The barrel is wrapped in foil, and then with insulation. As the latter, a material should be used that does not emit toxic fumes when in contact with hot surfaces.

Polyfoam does not satisfy this condition - you will need mineral wool, and one that does not contain phenol-formaldehyde resins as a binder. Such insulation (basalt wool) is produced for thermal insulation of chimneys.

It remains to close the container upholstered with a heat insulator from the outside with a casing made of sheet metal or sheet steel.

Barrels for the manufacture of a heat accumulator
Heat storage from a barrel

If the TA is supposed to be used in parallel for preparing hot water, it must be equipped with a coil. The latter is made from a copper pipe with a diameter of 20 mm.

A safety valve must be installed in the container lid to relieve excess pressure.

To ensure that CO is safe from freezing during a long idle time of the boiler, install an electric heater (TEN) in the upper part of the TA with a thermostat set, for example, to a temperature of 40 degrees.

Battery insulation methods

DIY car battery terminal repair

You can often find advice on the comprehensive insulation of the entire "podkapotka", but this is not economically justified. The pluses of such an event include:

  1. Insulated radiator, the engine will "thank" you during operation, for it it has a positive effect on work.
  2. In addition to the engine, the fuel system, the starter are in a heated state, all this cools down rather slowly and for a long time, which subsequently affects the ease of starting.
  3. The battery, due to the single insulation with the motor, will freeze less, which means that the likelihood of starting the car in the morning increases.

Comprehensive car insulation

The car must be insulated in the following sequence:

First of all, pay attention to the radiator, initially you need to insulate it. If there is no special material, you can make insulation from ordinary cardboard.

The main thing is to install it correctly, that is, you need to close the pipes from hypothermia. Then we insulate the engine, for today there are a huge variety of all kinds of "blankets" on sale, even for different motors and models. Or you can simply buy the required piece of insulation yourself and cut the required piece. With the help of it, either the motor is covered or is attached to the hood. After that, a heater for the battery is made from the same material, it is better to leave one side from the engine side removable so that the battery can be warmed up while the power plant is running.

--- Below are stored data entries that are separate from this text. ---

PR #120, opened 2016-05-04
PR for Services API Adding GetKeyBindList and PutKeyBind to Myth Services

mitchcapper:
This adds two service API calls GetKeyBindList and PutKeyBind.  The code here is largely modeled after the existing GetSettingList/PutSetting and storageGroupDir / storageGroupDirList code.

This is to make working with the new Frontend/SendKey function easier, so you can determine what key is mapped to what, and adjust key bindings. It doesn't notify/reload the frontend (but neither does MythWeb).

There is at least two major items for review/comment:
-PutSetting only returns true if it has changed the key binding.  It returns false if the key binding is invalid, or if it is already set to that key.  I could just have it always return true without checking if any rows are updated, or if we want to be very correct I could first do a select on the key to make sure it exists, and return true as long as it exists.

-I merged jumppoints and key bindings together (from a function point of view).  Jumppoints now show up as Context=JumpPoint.  Its a hack but it avoids having to make two more functions and more round trips for a client trying to get all the current binds.  If it is felt two more functions is better I can split it.

-Also I debated added an IsAlive type option to only return keybindings for hosts that are active (when hosts are not specified) I don't feel this is really needed however.


mitchcapper:
https://code.mythtv.org/trac/ticket/12753

mitchcapper:
https://code.mythtv.org/trac/ticket/12803

PR #121, opened 2016-06-06
Added ChildID to VideoService VideoMetadataInfo for Video Services API

mitchcapper:
Simple patch adding ChildID to the VideoMetadataInfo so that people who have multi-part videos have a way of re-assembling via the service API.


mitchcapper:
https://code.mythtv.org/trac/ticket/12803

PR #122, opened 2016-06-21
Fix segmentation fault in QMetaObject::indexOfClassInfo() #12782

PlanetEater:
The NULL check for pMetaProp in xmlSerializer.cpp should protect the GetContentName() call too.
Related (already existing) ticket: https://code.mythtv.org/trac/ticket/12782

### DIFF
--- a/mythtv/libs/libmythupnp/serializers/xmlSerializer.cpp
+++ b/mythtv/libs/libmythupnp/serializers/xmlSerializer.cpp
@@ -120,14 +120,15 @@ void XmlSerializer::AddProperty( const QString       &sName,
 {
     m_pXmlWriter->writeStartElement( sName );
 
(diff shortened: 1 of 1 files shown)


stuarta:
How does this fix the segfault? The code you have changed already does a check that pMetaProp != NULL, so I can't see how this actually fixes the issue?

PlanetEater:
The change is in what happens when pMetaProp == NULL.  Easy to overlook, apparently. :-)  I explained this a bit more on the ticket discussion.

PlanetEater:
Redid it in a way that's more self-explaining (I hope).

stuarta:
Committed to master in c3a7929853026d98fb85bf76a79061d6b02f9b47

PR #1118, opened 2025-02-27
Export 4diac FORTE Core Includes with Full Source Directory

azoitl:
In order to allow the number of inlcude directory options core includes are now exported with their full 4diac FORTE source directory.

### DIFF
--- a/plugins/org.eclipse.fordiac.ide.export.forte_ng/src/org/eclipse/fordiac/ide/export/forte_ng/ForteNgExportTemplate.xtend
+++ b/plugins/org.eclipse.fordiac.ide.export.forte_ng/src/org/eclipse/fordiac/ide/export/forte_ng/ForteNgExportTemplate.xtend
@@ -37,11 +37,11 @@ abstract class ForteNgExportTemplate extends ExportTemplate {
 		«FOR include : types.map[generateDefiningInclude].toSet.sort»
 			«include.generateDependencyInclude»
 		«ENDFOR»
-		«generateDependencyInclude("iec61131_functions.h")»
-		«generateDependencyInclude("forte_array_common.h")»
-		«generateDependencyInclude("forte_array.h")»
-		«generateDependencyInclude("forte_array_fixed.h")»
-		«generateDependencyInclude("forte_array_variable.h")»
+		«generateDependencyInclude("core/iec61131_functions.h")»
+		«generateDependencyInclude("core/datatypes/forte_array_common.h")»
+		«generateDependencyInclude("core/datatypes/forte_array.h")»
+		«generateDependencyInclude("core/datatypes/forte_array_fixed.h")»
+		«generateDependencyInclude("core/datatypes/forte_array_variable.h")»
 	'''
 
 	def protected generateDependencyInclude(String path) {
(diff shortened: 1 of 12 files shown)


plugins/org.eclipse.fordiac.ide.export.forte_ng/src/org/eclipse/fordiac/ide/export/forte_ng/ForteNgExportTemplate.xtend
```diff
@@ -37,11 +37,11 @@ abstract class ForteNgExportTemplate extends ExportTemplate {
 		«FOR include : types.map[generateDefiningInclude].toSet.sort»
 			«include.generateDependencyInclude»
```
azoitl, line 38: @mx990 @MartinMelikMerkumians  do you have a tip for me how I can adjust this loop here to also give standard data type includes the `core/datatypes/` prefix.

jwalt (approved):
I am not much of an expert on the IDE code, but the changes look exactly like I would have expected them to be (in a genrally speaking way).

plugins/org.eclipse.fordiac.ide.export.forte_ng/src/org/eclipse/fordiac/ide/export/forte_ng/ForteNgExportTemplate.xtend
azoitl: I debugged a bit and found a place where it should not have to much impact on other parts. I hope this is correct

mx990: That is the same place I would have suggested. I guess you beat me to it :wink:.

plugins/org.eclipse.fordiac.ide.export.forte_ng/src/org/eclipse/fordiac/ide/export/forte_ng/util/ForteNgExportUtil.xtend
```diff
@@ -189,6 +189,8 @@ final class ForteNgExportUtil {
 
 	def static String generateTypePath(INamedElement type) {
 		switch (type) {
+			DataType case !(type instanceof AnyDerivedType):
```
mx990: I believe we need a slightly different condition here, since `AdapterType` is also a `DataType` and not an `AnyDerivedType` but should not go in `core/datatypes/`. The `AnyDerivedType` itself, on the other hand, is actually in `core/datatypes/forte_any_derived.h`.

I would suggest to instead test for:
```suggestion
			AnyType case type.typeEntry === null: 
```

mx990 (changes requested):

plugins/org.eclipse.fordiac.ide.export.forte_ng/src/org/eclipse/fordiac/ide/export/forte_ng/util/ForteNgExportUtil.xtend
azoitl: The condition was one of the tings a I struggled most and I totally forgot about the Adapter type. Therefore, thanks a lot for your suggestion will take it.

plugins/org.eclipse.fordiac.ide.export.forte_ng/src/org/eclipse/fordiac/ide/export/forte_ng/ForteNgExportTemplate.xtend
azoitl: Today in the morning I got curios and wanted to better understand our code generator. Happy to hear that I found the right spot.

mx990 (approved):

How to insulate the heat accumulator

Even when the tank is in a warm room, the temperature difference between the air and the coolant is too great - from 50 to 70 ºС. In order not to lose heat and not to heat the furnace room with it, it is imperative to insulate the heat accumulator. The easiest way to do this is using foam with a thickness of 100 mm and a density of 25 kg / m3. It is easy to glue it to metal walls and cut holes for pipes.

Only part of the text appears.